И поддавшись безотчетному чувству, она склонила голову ему на грудь.

— Теперь я научилась понимать тебя! И мне все нравится в тебе, все мне дорого. Но я боюсь принести тебе новые страдания, увеличить бремя страданий, которые ждут тебя впереди.

— Наоборот, ты придаешь мне мужество! Да и какое горе ждет меня? Разве можно назвать горем месть за убийство Мачисте?

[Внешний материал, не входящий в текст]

PR #275, opened 2025-01-22
Power Rabi conversion

omrieoqm:


deanpoulos (changes requested):
Can you please rename `Power_Rabi` and any other module names to be lowercase? https://peps.python.org/pep-0008/#package-and-module-names

Quantum-Control-Applications-QuAM/Superconducting/calibration_graph/04_Power_Rabi.py
```diff
@@ -18,65 +18,64 @@
...
+       simulation_duration_ns = 2500,
+       timeout = 100,
+       load_data_id = None,
+       multiplexed = True
+    ),
+)
 
 
 # %% {Initialize_QuAM_and_QOP}
 # Class containing tools to help handling units and conversions.
```
deanpoulos, line 65: Please remove redundant comments everywhere

Quantum-Control-Applications-QuAM/Superconducting/calibration_graph/04_Power_Rabi.py
```diff
@@ -18,65 +18,64 @@
...
-    qubits = machine.active_qubits
-else:
-    qubits = [machine.qubits[q] for q in node.parameters.qubits]
 num_qubits = len(qubits)
+# Open Communication with the QOP
+if node.parameters.load_data_id is None:
+    qmm = machine.connect()    
 
 
 # %% {QUA_program}
```
deanpoulos, line 81: Aside from removing redundant comments, inline comments should be used even more sparingly. https://peps.python.org/pep-0008/#inline-comments

The code itself here is "self-documenting".  It is obvious that 
```python
n_avg = node.parameters.num_averages  # The number of averages
                                     ^^^^^^^^^^^^^^^^^ unnecessary
```
is the number of averages.

deanpoulos (changes requested):
```python
amps = np.arange(
    node.parameters.min_amp_factor,
    node.parameters.max_amp_factor,
    node.parameters.amp_factor_step,
)
# Number of applied Rabi pulses sweep
if N_pi > 1:
    if operation == "x180":
        N_pi_vec = np.arange(1, N_pi, 2).astype("int")
    elif operation in ["x90", "-x90", "y90", "-y90"]:
        N_pi_vec = np.arange(2, N_pi, 4).astype("int")
    else:
        raise ValueError(f"Unrecognized operation {operation}.")
else:
    N_pi_vec = np.linspace(1, N_pi, N_pi).astype("int")[::2]
```
The code here fits into the category of defining sweep ranges, and I just like Ramsey, I want these to be put into functions in the `parameters.py` class for Power Rabi.

There are three main reasons for this:
1. It's not very insightful for the user to see all of the if-else statements which go into constructing the sweep range for different node parameters- they only usually care about one, and even then, don't need to see what it's doing
2. If you separate them into functions like [how it's done in Ramsey](https://github.com/qua-platform/qua-libs/blob/feature/SCquam/Quantum-Control-Applications-QuAM/Superconducting/quam_libs/experiments/ramsey/parameters.py), it makes it harder for bugs to hide. Each different branch of the if-else statement is put into it's own function (if the name doesn't match the behaviour, there is a bug) and the functions become testable if needed.
3. These functions can be called at any point, using only the `node.parameters` as input to reliably reproduce the sweep axes, instead of having to worry about passing it around to different functions. So, the sweep axes will be safer from a. being recreated with duplicated code somewhere and b. being modified accidentally somewhere and used again incorrectly.

Quantum-Control-Applications-QuAM/Superconducting/calibration_graph/04_Power_Rabi.py
```diff
@@ -113,34 +112,44 @@ class Parameters(NodeParameters):
     a = declare(fixed)  # QUA variable for the qubit drive amplitude pre-factor
     npi = declare(int)  # QUA variable for the number of qubit pulses
     count = declare(int)  # QUA variable for counting the qubit pulses
-
-    for i, qubit in enumerate(qubits):
-        # Bring the active qubits to the minimum frequency point
-        machine.set_all_fluxes(flux_point=flux_point, target=qubit)
+ 
+    for i, multiplexed_qubits in qubits.batch():
```
deanpoulos, line 116: There is a subtle but important bug here. Before, it was simple enough to do:
```python
    for i, qubit in enumerate(qubits):
```
because each qubit was played and processed one after the other, and its index in the list, `i`, was enough to identify it uniquely in the stream processing arrays, i.e., `state[i]` corresponds to the state of `i`th qubit in the list.

However, when moving to "batched" processing, qubits can organized arbitrarily into groups of multiplexed qubits which are played sequentially. To be concrete, imagine we had the following multiplexed groups:
Group 1: "q2", "q4"
Group 2: "q1", "q3"

So not only will:
```
    for i, multiplexed_qubits in qubits.batch():
```
not work, because `qubits.batch()` is a list of dictionaries, not a list of tuples, but it would give incorrect behaviour, even if you did 
```python
    for i, multiplexed_qubits in enumerate(qubits.batch()):
```
the variable `i` doesn't correspond with the qubit being measured, but the index of the multiplexed group.

This is the reason that `multiplexed_qubits` is actually a dictionary of qubits, each with a key corresponding to it's index in the _original_ qubits list. It In the example above, it would look like this:

```python
>>> qubits.batch()
[
   {1: q2, 3: q4},
   {0: q1, 2: q3}
]
```

So if you did:
```python
for multiplexed_qubits in qubits.batch()
   for i, qubit in multiplexed_qubits.items():
      ...
      save(state[i], ...)
```
then now `i` would once again be a unique identifier for that qubit, and correct stream processing is recovered

deanpoulos: Please refactor the outer- and inner-most for loops to be like the Ramsey node so that the behaviour is correct

Quantum-Control-Applications-QuAM/Superconducting/calibration_graph/04_Power_Rabi.py
```diff
@@ -169,19 +178,10 @@ class Parameters(NodeParameters):
...
-        plt.subplot(len(samples.keys()), 1, i + 1)
-        samples[con].plot()
-        plt.title(con)
-    plt.tight_layout()
+    fig, samples = simulate_and_plot(qmm, config, power_rabi, node.parameters)
+    node.results = {"figure": fig, "samples": samples}
     # Save the figure
-    node.results = {"figure": plt.gcf()}
-    node.machine = machine
+    node.results = {"figure": fig, "samples": samples}
```
deanpoulos, line 184: You added this line twice, please remove one.

And remove the redundant comments

deanpoulos, line 184: You added this line twice, please remove one.

And remove the redundant comments

Quantum-Control-Applications-QuAM/Superconducting/calibration_graph/04_Power_Rabi.py
```diff
@@ -197,125 +197,32 @@ class Parameters(NodeParameters):
...
-        # Add the qubit pulse absolute amplitude to the dataset
-        ds = ds.assign_coords(
-        {
-            "abs_amp": (
-                ["qubit", "amp"],
-                np.array([q.xy.operations[operation].amplitude * amps for q in qubits]),
-            )
-            }
-        )
+        ds = fetch_dataset(job, qubits, state_discrimination=state_discrimination,
```
deanpoulos, line 200: I prefer if this node just takes `node.parameters` as an input, and if `amps` and `N_pi_vec` are re-generated using the new functions you implemented, and `state_discrimination` is taken directly.

Quantum-Control-Applications-QuAM/Superconducting/calibration_graph/04_Power_Rabi.py
```diff
@@ -197,125 +197,32 @@ class Parameters(NodeParameters):
...
-            "abs_amp": (
-                ["qubit", "amp"],
-                np.array([q.xy.operations[operation].amplitude * amps for q in qubits]),
-            )
-            }
-        )
+        ds = fetch_dataset(job, qubits, state_discrimination=state_discrimination, 
+                           operation=operation, amps=amps, N_pi_vec=N_pi_vec)
     else:
         node = node.load_from_id(node.parameters.load_data_id)
```
deanpoulos, line 203: FYI I noticed a bug here:
```python
    if node.parameters.load_data_id is None:
        ds = fetch_dataset(job, qubits, node.parameters)
    else:
        node = node.load_from_id(load_data_id)
        ds = node.results["ds"]
...
if node.load_data_id is None:
   # do state updates
```
This format was meant to protect against having analyzed historical data updating your current state. But notice, that once you re-load the historical data, you also reload the `node.parameters.load_data_id` which was set to `None` when the node was executed the first time. So, analyzing historical data was always overwriting your current state.json in the current, incorrect format.

To fix it, we need to do something like this:
```
 load_data_id = node.parameters.load_data_id
 node = node.load_from_id(load_data_id)
 node.parameters.load_data_id = load_data_id
```

Quantum-Control-Applications-QuAM/Superconducting/calibration_graph/04_Power_Rabi.py
```diff
@@ -197,125 +197,32 @@ class Parameters(NodeParameters):
...
-            data_max_idx = I_n.argmin(dim="amp")
-        else:
-            data_max_idx = I_n.argmax(dim="amp")
-
-        # Save fitting results
+# %% {Data_analysis}
+fit_results = fit_pi_amplitude(ds, N_pi, state_discrimination, qubits, operation, N_pi_vec)
+node.results["fit_results"] = fit_results 
+# %% {Plotting}
+fig = plot(ds, qubits, fit_results, N_pi, state_discrimination)
```
deanpoulos, line 212: I would prefer if the plotting function wasn't just called `plot`, but instead something like:
`plot_rabi_oscillations` if that's what it's doing.

Quantum-Control-Applications-QuAM/Superconducting/quam_libs/experiments/Power_Rabi/analysis.py
```diff
@@ -0,0 +1,139 @@
...
+        )
+        }
+    )
+    
+    return ds
+
+def fit_pi_amplitude(ds: xr.Dataset, N_pi: int, state_discrimination: bool, qubits: List[Transmon], operation: str, N_pi_vec: np.ndarray) -> Dict:
+    
+    """
+    Fits the Pi pulse amplitude for a given dataset.
```
deanpoulos, line 61: The indentation here in the docstring is messed up

Quantum-Control-Applications-QuAM/Superconducting/quam_libs/experiments/Power_Rabi/analysis.py
```diff
@@ -0,0 +1,139 @@
...
+from quam_libs.lib.fit import fit_oscillation, oscillation
+from quam_libs.lib.instrument_limits import instrument_limits
+
+
+def fetch_dataset(job: QmJob, qubits: List[Transmon], state_discrimination: bool, operation: str, amps: np.ndarray, N_pi_vec: np.ndarray) -> xr.Dataset:
+    """
+    Fetches raw ADC data from the OPX and processes it into an xarray dataset with labeled coordinates and attributes.
+
+    arguments:
+    - job (QmJob): the job object containing the results.
```
deanpoulos, line 17: I don't think the arguments are as important to be documented as the coordinates of the Dataset that will be returned. Consider removing them from the documentation or moving the coordinates to the top of the docstring.

Quantum-Control-Applications-QuAM/Superconducting/quam_libs/experiments/Power_Rabi/parameters.py
```diff
@@ -0,0 +1,38 @@
+from qualibrate import NodeParameters
+from typing import List, Optional, Literal
+
+from quam_libs.experiments.node_parameters import DataLoadableNodeParameters, FluxControlledNodeParameters, MultiplexableNodeParameters, QmSessionNodeParameters, QubitsExperimentNodeParameters, SimulatableNodeParameters
+
+class Parameters(
```
deanpoulos, line 6: Take a look at the [Ramsey Node parameters class](https://github.com/qua-platform/qua-libs/blob/feature/SCquam/Quantum-Control-Applications-QuAM/Superconducting/quam_libs/experiments/ramsey/parameters.py) and notice the following

I created a separate class called `RamseyParameters` which gets inherited by the final `Parameters` class used in the node.

The order of inheritance is actually very important when using dataclasses like these, because it determines which order the arguments will be provided. For Ramsey, I put it here:
```python
class Parameters(
    NodeParameters,
    SimulatableNodeParameters,
    DataLoadableNodeParameters,
    QmSessionNodeParameters,
    RamseyParameters, <------------------
    FluxControlledNodeParameters,
    MultiplexableNodeParameters,
    QubitsExperimentNodeParameters,
):
```
Since when the order of the input arguments are built, they will be built from bottom-to-top, the `RamseyParameters` will be added **4th**, leading to something that looks like this:
image
This means qubits are first, then whether you want it multiplexed, then flux control, _then_ `RamseyParameters`. I like this order, especially since the lesser-used parameters (simulation, data-loading, etc.) are at the bottom, and think it should be kept consistent for all refactored nodes.

Can you do something like this for `PowerRabi`?

Quantum-Control-Applications-QuAM/Superconducting/quam_libs/experiments/Power_Rabi/plotting.py
```diff
@@ -0,0 +1,50 @@
+from matplotlib import pyplot as plt
+from matplotlib.figure import Figure
+from quam_libs.lib.plot_utils import QubitGrid, grid_iter
+
+
+def plot(ds, qubits, fit_results, N_pi, state_discrimination) -> Figure:
+    
+    """
+    Plots the Rabi oscillation results and fit for a given dataset and qubits.
+    Parameters:
```
deanpoulos, line 10: Again, fix indenting

deanpoulos (changes requested):

omrieoqm:
> ```python
> amps = np.arange(
>     node.parameters.min_amp_factor,
>     node.parameters.max_amp_factor,
>     node.parameters.amp_factor_step,
> )
> ```

omrieoqm:
I put this into a method of the parameters class

```
# Number of applied Rabi pulses sweep
if N_pi > 1:
    if operation == "x180":
        N_pi_vec = np.arange(1, N_pi, 2).astype("int")
    elif operation in ["x90", "-x90", "y90", "-y90"]:
        N_pi_vec = np.arange(2, N_pi, 4).astype("int")
    else:
        raise ValueError(f"Unrecognized operation {operation}.")
else:
    N_pi_vec = np.linspace(1, N_pi, N_pi).astype("int")[::2]
    
```
   Not sure what you meant by separating the ifs into different functions. Would be happy to discuss this.

Quantum-Control-Applications-QuAM/Superconducting/calibration_graph/04_Power_Rabi.py
omrieoqm: Done

Quantum-Control-Applications-QuAM/Superconducting/calibration_graph/04_Power_Rabi.py
omrieoqm: Done

Quantum-Control-Applications-QuAM/Superconducting/calibration_graph/04_Power_Rabi.py
omrieoqm: I think it is alright now. I would be happy if you could double check

Quantum-Control-Applications-QuAM/Superconducting/calibration_graph/04_Power_Rabi.py
omrieoqm: Done

omrieoqm: Done

Quantum-Control-Applications-QuAM/Superconducting/calibration_graph/04_Power_Rabi.py
omrieoqm: Done. I incorporated amps and N_pi_vec as attributes of the class Parameters to avoid code duplications

Quantum-Control-Applications-QuAM/Superconducting/calibration_graph/04_Power_Rabi.py
omrieoqm: right. Done.

Quantum-Control-Applications-QuAM/Superconducting/calibration_graph/04_Power_Rabi.py
omrieoqm: Done

Quantum-Control-Applications-QuAM/Superconducting/quam_libs/experiments/Power_Rabi/analysis.py
omrieoqm: Done

Quantum-Control-Applications-QuAM/Superconducting/quam_libs/experiments/Power_Rabi/analysis.py
omrieoqm: Moved them to the top

Quantum-Control-Applications-QuAM/Superconducting/quam_libs/experiments/Power_Rabi/parameters.py
omrieoqm: Done. Please have a look to verify that this is what you intended.

deanpoulos:
> I put this into a method of the parameters class
> 
> ```
> # Number of applied Rabi pulses sweep
> if N_pi > 1:
>     if operation == "x180":
>         N_pi_vec = np.arange(1, N_pi, 2).astype("int")
>     elif operation in ["x90", "-x90", "y90", "-y90"]:
>         N_pi_vec = np.arange(2, N_pi, 4).astype("int")
>     else:
>         raise ValueError(f"Unrecognized operation {operation}.")
> else:
>     N_pi_vec = np.linspace(1, N_pi, N_pi).astype("int")[::2]
>     
> ```
> 
> Not sure what you meant by separating the ifs into different functions. Would be happy to discuss this.

I have a few comments here.

1. The `Parameters` class **is not allowed to have methods** due to a Qualibrate issue, so it needs to go from this:
```python
class RabiParameters(RunnableParameters):
    """
    Parameters for the Power Rabi experiment.
   """
    def get_n_pi_vec(self):
        ...
```
to this:
```python
class RabiParameters(RunnableParameters):
    """
    Parameters for the Power Rabi experiment.
   """
   ...

def get_n_pi_vec(parameters: RabiParameters):
   ...
```

2. The name of the function should be explanatory. `n_pi_vec` is a really bad name. The `vec` part is redundant, and at the very least, the function should be called `get_number_of_pi_pulses`.
3. By "separate" functions I meant something like this

```python
def get_number_of_pi_pulses(parameters):
    
    N_pi = self.max_number_rabi_pulses_per_sweep
    operation = self.operation_x180_or_any_90
    if N_pi > 1:
        if operation == "x180":
            N_pi_vec = _get_number_of_pi_pulses_for_x180_rabi(parameters)
        elif operation in ["x90", "-x90", "y90", "-y90"]:
            N_pi_vec = _get_number_of_pi_pulses_for_x90_rabi(parameters)
        else:
            raise ValueError(f"Unrecognized operation {operation}.")
    else:
        N_pi_vec = np.linspace(1, N_pi, N_pi).astype("int")[::2]
        
    return N_pi_vec

# separate function
def _get_number_of_pi_pulses_for_x180_rabi(parameters: Rabi parameters)
   """
   Generates the sweep axis for the number of pi-pulsese to be applied in a Rabi experiment.

   The axis starts at 1 and steps by 2 each time so that on-resonance, the state-population is always
   high (or low? not sure)
   """
   return N_pi_vec = np.arange(1, N_pi, 2).astype("int")


def _get_number_of_pi_pulses_for_x90_rabi(...):
   ...
```
It might seem redundant or more complex, but like I said it has many advantages:
1. It can be clearly documented with a docstring
2. It can be imported and tested by an individual **unit** test
3. It can be more quickly scanned by a user who is interested in how the axis is generated for their particular experiment, e.g., x180 rabi than when it's in an if-statement like before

Они медленно шли по аллее. На деревьях шумела молодая листва. И обоих их волновали сейчас одни и те же опасения и надежды. И крепла уверенность в грядущем счастье.

Милена сказала:

— Помнишь наш первый разговор у стены строящегося дома! В те дни я только начинала приходить в себя… Так, верно, чувствует себя человек, когда выберется после землетрясения из груды развалин, где погибли все его близкие и все его достояние. До того времени я жила без забот и тревог. Не то, чтобы я ничего не понимала, но просто не старалась понять. И все книги, которые я тогда прочитала, рассказывали не о моей жизни или о жизни окружающих меня людей, а выдуманные истории, возможные лишь в книгах. Я была, точно девочка, которая знает, что должна молчать и слушаться старших. Из рук матери я перешла в руки мужа и позволяла им руководить мною. Потом, после несчастья с Альфредо, мне неожиданно пришлось все делать самой. «Какие пустяки! — скажешь ты. — Всего лишь сдать лавку в аренду да скрывать от мамы и от Альфредо много тяжелого». Тогда я убедилась, что все, чему меня учили мать и Альфредо, совершенно непригодно. Я испытала такое чувство, будто оба они предали меня. Это, конечно, слишком сильно сказано, но в ту минуту я действительно так думала. По-том я снова полюбила их, далее, пожалуй, сильнее, чем прежде, но совсем по-иному. Я чувствовала к ним, как бы это лучше тебе сказать… материнскую нежность. Мне казалось, что их, как маленьких детей, надо все время держать за ручку и оберегать от всяких неприятностей, которые они сами себе создают, потому что они напичканы предрассудками, страхами и разными заповедями. Я увидела грубые стороны жизни и все вокруг показалось мне ужасным. Помнишь, я тебе говорила о драконах и людоедах! Я тогда во многом сомневалась, но одно решила твердо и думаю, что на всю жизнь, — никогда больше не лгать самой себе. И все же я чуть не впала из одной крайности в другую. Если бы я не встретила тебя, то превратилась бы в циничную женщину, в одну из тех, которые ни во что больше не верят, и в душе у них пусто, как в высохшем колодце.